Error when trying to implement Holt-Winters Exponential Smoothing in Pyspark


I am trying to perform Holt-Winters Exponential Smoothing on my dataset FinalModel which has Date as an index and Crimecount column in addition to other columns. I only want to forecast the CrimeCount column but I am getting the following error:

ValueError: Buffer dtype mismatch, expected 'double' but got 'long long'

My code:

df = FinalModel.copy()
train, test = FinalModel.iloc[:85, 18], df.iloc[85:, 18]
import pandas as pd
import numpy as np
import matplotlib.pyplot as plt
from statsmodels.tsa.holtwinters import ExponentialSmoothing

df.index.freq = 'MS'
model = ExponentialSmoothing(train.astype(np.int64), seasonal='mul', seasonal_periods=12).fit()
pred = model.predict(start=test.index[0], end=test.index[-1])
plt.plot(train.index, train, label='Train')
plt.plot(test.index, test, label='Test')
plt.plot(pred.index, pred, label='Holt-Winters')
plt.legend(loc='best')

Solution

  • The error says that the input values should be doubles, but instead long types were received.
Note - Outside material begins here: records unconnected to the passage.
Issue #2640, opened 2025-12-22
Replacing Zygote with Mooncake


yebai:
[Mooncake](https://github.com/chalk-lab/Mooncake.jl) is intended as a drop-in replacement for Zygote, and the Mooncake team is happy to address GPU-related issues.

CarloLucibello:
It is nice to see that these tests for Mooncake are passing

```julia
using Functors, ADTypes, Mooncake, Zygote
import DifferentiationInterface as DI
using Test
using Flux
using Random, Statistics, LinearAlgebra

function mooncake_withgradient(loss, x...)
    y, gs = DI.value_and_gradient(x -> loss(x...), AutoMooncake(), x)
    return y, _unwrap.(gs)
end

_unwrap(x) = fmap(_unwrap, x, exclude= y -> y isa Mooncake.Tangent)
_unwrap(x::Mooncake.Tangent) = _unwrap(x.fields)
_unwrap(x::Mooncake.MutableTangent) = _unwrap(x.fields)

function check_equal_leaves(a, b; rtol=1e-4, atol=1e-4)
    fmapstructure_with_path(a, b) do kp, x, y
        # @show kp
        if x isa AbstractArray
            @test x ≈ y rtol=rtol atol=atol
        elseif x isa Number
            @test x ≈ y rtol=rtol atol=atol
        end
    end
end

function test_mooncake_gradients(
            f, 
            xs...;
            rtol=1e-4, atol=1e-4,
            test_gpu = false,
            test_grad_f = true,
            test_grad_x = true,
            loss = (f, xs...) -> mean(f(xs...)),
            )


    Flux.trainmode!(f) # for layers like BatchNorm

    ## Let's make sure first that the forward pass works.
    l = loss(f, xs...)
    @test l isa Number
    if test_gpu
        gpu_dev = gpu_device(force=true)
        cpu_dev = cpu_device()
        xs_gpu = xs |> gpu_dev
        f_gpu = f |> gpu_dev
        l_gpu = loss(f_gpu, xs_gpu...)
        @test l_gpu isa Number
    end

    if test_grad_x
        y, g = Zygote.withgradient((xs...) -> loss(f, xs...), xs...)
        
        y_ez, g_ez = mooncake_withgradient((xs...) -> loss(f, xs...), xs...)
        @test y ≈ y_ez rtol=rtol atol=atol
        check_equal_leaves(g, g_ez; rtol, atol)
        
        if test_gpu
[...]

PR #2645, opened 2025-12-26
extend `gradient` to take an ADType argument

CarloLucibello:
Related to #2640 
cc @gdalle

In this PR we do the following
- Add the new dependency `ADTypes`.
- Introduce the methods `Flux.gradient(f, adtype, x...)` and `Flux.withgradient(f, adtype, x...)`, where adtype should be one of `AutoZygote()`, `AutoMooncake()`, `AutoEnzyme()`, `AutoFiniteDifferences`.
- Revamp the `test_gradients` util to be AD backend agnostic. Also address the comment https://github.com/FluxML/Flux.jl/pull/2600#issuecomment-2855146386, making the test function more robust.
- Add a Mooncake extension and corresponding tests

TODO:
- [x] news
- [x] docs
- [x] more tests
- [x] reactant

### DIFF
--- a/test/ext_reactant/reactant.jl
+++ b/test/ext_reactant/reactant.jl
@@ -1,5 +1,5 @@
 @testset "Reactant Models" begin
-    broken_models = (,)
+    broken_models = ()
     for (model, x, name) in TEST_MODELS
         @testset "Reactant grad check $name" begin
             @test test_gradients(model, x; reference=AutoZygote(), test_reactant=true, test_cpu=false)  broken=(name ∈ broken_models)


ext/FluxMooncakeExt.jl
```diff
@@ -0,0 +1,33 @@
...
+end
+
+function Flux.withgradient(f, adtype::AutoMooncake, x...)
+    val, grad = DI.value_and_gradient(x -> f(x...), adtype, x)
+    return (val=val, grad=_unwrap(grad))
+end
+
+_unwrap(x) = fmap(_unwrap, x, exclude= y -> y isa Union{Tangent, MutableTangent})
+_unwrap(x::Tangent) = _unwrap(x.fields)
+_unwrap(x::MutableTangent) = _unwrap(x.fields)
```
gdalle: This is the only part that seems specific to Mooncake, the rest could just be a DIExt?

ext/FluxMooncakeExt.jl
```diff
@@ -0,0 +1,33 @@
...
+    g = DI.gradient(x -> f(x...), adtype, x)
+    return _unwrap(g)
+end
+
+function Flux.withgradient(f, adtype::AutoMooncake, x)
+    val, grad = DI.value_and_gradient(f, adtype, x)
+    return (val=val, grad=(_unwrap(grad),))
+end
+
+function Flux.withgradient(f, adtype::AutoMooncake, x...)
```
gdalle:
```suggestion
function Flux.withgradient(f::F, adtype::AutoMooncake, x::Vararg{Any,N}) where {F,N}
```

ext/FluxMooncakeExt.jl
```diff
@@ -0,0 +1,33 @@
...
+    val, grad = DI.value_and_gradient(x -> f(x...), adtype, x)
```
gdalle:
```suggestion
    val, grad = DI.value_and_gradient(Base.splat(f), adtype, x)
```

ext/FluxMooncakeExt.jl
gdalle: Also beware that these are strictly speaking Mooncake internals. The right unwrapping mechanism is https://github.com/chalk-lab/Mooncake.jl/pull/860

src/gradient.jl
```diff
@@ -233,3 +232,64 @@ withgradient(f, args::EnzymeCore.Const...; zero::Bool=true) = throw(ArgumentErro
...
+    val, grad = DI.value_and_gradient(f, adtype, x)
+    return (val=val, grad=(grad,))
+end
+
+function withgradient(f, adtype::ADTypes.AbstractADType, x...)
+    val, grad = DI.value_and_gradient(x -> f(x...), adtype, x)
+    return (val=val, grad=grad)
+end
+
+# use our Enzyme infrastructure instead of DI
```
gdalle: Is there anything concrete for me to fix inside DI for your use of Enzyme?

src/gradient.jl
```diff
@@ -233,3 +232,64 @@ withgradient(f, args::EnzymeCore.Const...; zero::Bool=true) = throw(ArgumentErro
...
+julia> Flux.gradient(f, AutoMooncake(), [1.0, 2.0, 3.0])
+([2.0, 2.0, 2.0],)
+```
+"""
+function gradient(f, adtype::ADTypes.AbstractADType, x)
+    g = DI.gradient(f, adtype, x)
+    return (g,)
+end
+
+function gradient(f, adtype::ADTypes.AbstractADType, x...)
```
gdalle: Same remarks as in the MooncakeExt file apply here (in fact, the code duplication is probably unnecessary if you define
```julia
_unwrap(::AbstractADType, result) = result
```
in the main package and only overload it for Mooncake

gdalle (changes requested):
This looks promising!
Note that without an amortized preparation step, Mooncake will be very slow. Hopefully that can be fixed by https://github.com/chalk-lab/Mooncake.jl/pull/900

CarloLucibello:
> If you’re thinking of extending the api to support more general ADTypes I think it would likely be better to have the core function be something like update_with_gradient!(model, optimizer, ADType) that fuses the update and gradient.

we can add a `training_step!(loss, adtype, model, data, opt_state)`

wsmoses (commented):
Can DI be an extension here instead of a proper dependency? I worry a bit that users of flux and non DI based code can end up in version resolution hell since DI needs to mark the version compat of all auto diff packages simultaneously. I recall this causing issues for diffractor in the past.

You can still have the DI ext loaded as a req of any of the other exts here

test/ext_reactant/reactant.jl
```diff
@@ -86,7 +86,7 @@ end
     for (model, x, name) in models_xs
         @testset "check grad $name" begin
             println("testing $name with Reactant")
-            test_gradients(model, x; loss, compare_finite_diff=false, test_reactant=true)
+            test_gradients(model, x; loss, reference=AutoZygote(), compare=AutoReactant())
```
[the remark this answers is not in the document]
wsmoses: For example, the corresponding flux integration test on our side which has remained consistently passing: https://github.com/EnzymeAD/Reactant.jl/blob/main/test/nn/flux.jl

src/gradient.jl
CarloLucibello: using DI also for Enzyme seems to work fine. The main problem in general is that DI only supports array inputs officially, so differentiation with respect to flux's model could break at any point.

CarloLucibello: Also, a limitation of DI compared to the `Flux.withgradient`, is the lack of support for auxiliary outputs, that is issue https://github.com/JuliaDiff/DifferentiationInterface.jl/issues/720

src/gradient.jl
```diff
@@ -233,3 +236,82 @@ withgradient(f, args::EnzymeCore.Const...; zero::Bool=true) = throw(ArgumentErro
 _enzyme_withgradient(f, args...; zero) = throw(ArgumentError(
     "Methods like `withgradient(f, x::Duplicated)` are only available when Enzyme is loaded."
 ))
+
+
+"""
+    gradient(f, adtype::AbstractADType, args...)
+
+A version of `gradient` that allows specifying the automatic differentiation backend via `adtype`. 
+Any backend compatible with `DifferentiationInterface.jl` can be used.
```
wsmoses: The fact that Enzyme and Zygote don't go via DI is important and should be distinguished in the docs (and also see my comment about moving DI as an extension to avoid compatibility issues).

Could this be reworded as AutoEnzyme and AutoZygote are supported natively, as well as any backend supported by DI.

see  https://github.com/JuliaDiff/DifferentiationInterface.jl/issues/265#issuecomment-3270544686 for an example of code supported natively by enzyme but breaks via DI (among others which also just are slower)

ext/FluxEnzymeExt.jl
```diff
@@ -6,40 +6,16 @@ import Flux.Train: _enzyme_train!
...
-#     if Enzyme.guess_activity(typeof(x), Reverse) <: Duplicated
-#         fill!(x, zero(eltype(x)))
-#     elseif Enzyme.guess_activity(typeof(x), Reverse) <: Const
-#         # that's OK
-#     else
-#         error("not sure what it should do for Active?")
-#     end
-# end
+# Ref is needed for working with immutable field, e.g. LayerNorm.ϵ
+_make_zero!(x) = EnzymeCore.make_zero!(Ref(x))
```
wsmoses: bump at my earlier comment, this should be remake_zero!(x)

src/gradient.jl
```diff
@@ -27,6 +35,17 @@ julia> Flux.gradient([7, 11], 0, 1) do x, y, d
        end
 ([14.0, 22.0], 2.0, nothing)
 ```
+Specifying other AD backends:
+
+```julia-repl
+julia> using Mooncake
+
```
wsmoses: Maybe use autozygote here for clarity (showing the different interface)

CarloLucibello:
@wsmoses do you know why the Enzyme tests are erroring on recurrent layers?
https://github.com/FluxML/Flux.jl/actions/runs/20655148072/job/59306597399?pr=2645#step:6:1264

ext/FluxEnzymeExt.jl
wsmoses: Hm on mobile so can't lookup, but I thought I made an earlier comment that the proper thing to do here is call remake_zero!(x) instead of make_zero!(x). However regardless of which you pick this will change behavior as this now no longer can assume the different parts of the model don't Alia's each other so may be slower

test/ext_reactant/reactant.jl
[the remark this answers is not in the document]
CarloLucibello: reactant's specific problems will be addressed in another PR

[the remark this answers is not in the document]
wsmoses: Can it get addressed before this PR is released? Otherwise as evidenced below this is likely to cause breakages.

CarloLucibello:
> yeah so that specific error indicates that type inference inside the method deduced a concrete type (Float64) whereas typeinference at the callside found an abstract type (Any). Likely what's happening from the DI wrapper is that its deducing Any for both (and Enzyme works perfectly well on). It's better to retain the type stable version, though we ought figure out where/why it's lost. In that particular section of the code (sorry this is a bit internals specific) atm we support the inner type being less known than the outer type (or equal ofc), but not the other way round. So something changed due to this PR via type inference, though the specifics are a bit unclear (I can try to take a look and debug this more deeply in a bit).

I'll stick with DI then. If you want to experiment with direct enzyme call just uncomment the AutoEnzyme specialization for `withgradient`.

wsmoses:
> > yeah so that specific error indicates that type inference inside the method deduced a concrete type (Float64) whereas typeinference at the callside found an abstract type (Any). Likely what's happening from the DI wrapper is that its deducing Any for both (and Enzyme works perfectly well on). It's better to retain the type stable version, though we ought figure out where/why it's lost. In that particular section of the code (sorry this is a bit internals specific) atm we support the inner type being less known than the outer type (or equal ofc), but not the other way round. So something changed due to this PR via type inference, though the specifics are a bit unclear (I can try to take a look and debug this more deeply in a bit).
> 
> 
> 
> I'll stick with DI then. If you want to experiment with direct enzyme call just uncomment the AutoEnzyme specialization for `withgradient`.

Use of DI will break reactant (specifically DI's internal preparation has been shown to cause issues in this sort of setup isn't considered supported from the Enzyme/Reactant side atm and is likely to break without warning).

wsmoses:
If you want to move forward here without causing breakage before I can sort out the cause of the type instability mismatch I think your options are:
* fix the type instability introduced in this PR as distinct from main (I'm not quite sure it's not inferred but I presume the standard code typed and friends can help)
* explicitly don't use DI on reactant compilation. I opened https://github.com/SciML/ADTypes.jl/pull/140 earlier to distinguish DI uses of an adtype from non DI versions, so once that merged then you can use autoenzyme from within reactant and autodi{autoenzyme} for the other tests in the meantime

gdalle:
> that PR is distinct. That PR has DI on the outside of a reactant compile. What doesn't work here is Reactant compile of DI

Sorry for the misunderstanding. Can you provide an MWE of Reactant failing to compile something with DI? I think I might know where a possible issue comes from, and if so it would be easy to fix

gdalle:
Might want to rename the PR if DI is no longer used

gdalle:
Out of curiosity, ignoring Enzyme, what's missing from DI for the purposes of Flux+Mooncake? Is the reasoning simply "there are only two backends you care about now so you might as well use them manually"? @CarloLucibello

CarloLucibello:
Yes that + the fact that a extension was needed (for different reasons) for each backend in any case.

Forcing the input values to be numpy floats instead of numpy ints will do the trick:

    df = FinalModel.copy()
    train, test = FinalModel.iloc[:85, 18], df.iloc[85:, 18]
    import pandas as pd
    import numpy as np
    import matplotlib.pyplot as plt
    from statsmodels.tsa.holtwinters import ExponentialSmoothing
    
    df.index.freq = 'MS'
    model = ExponentialSmoothing(train.astype('<f8'), seasonal='mul', seasonal_periods=12).fit()
    pred = model.predict(start=test.index[0], end=test.index[-1])
    plt.plot(train.index, train, label='Train')
    plt.plot(test.index, test, label='Test')
    plt.plot(pred.index, pred, label='Holt-Winters')
    plt.legend(loc='best')
    

    Usually most statistical models both from statsmodels and sklearn assume the input values are floats. Most of these methods do the conversion automatically for you, but it seems that the ExponentialSmoothing does not. Nevertheless it is a good habit to cast the input values to floats for consistency.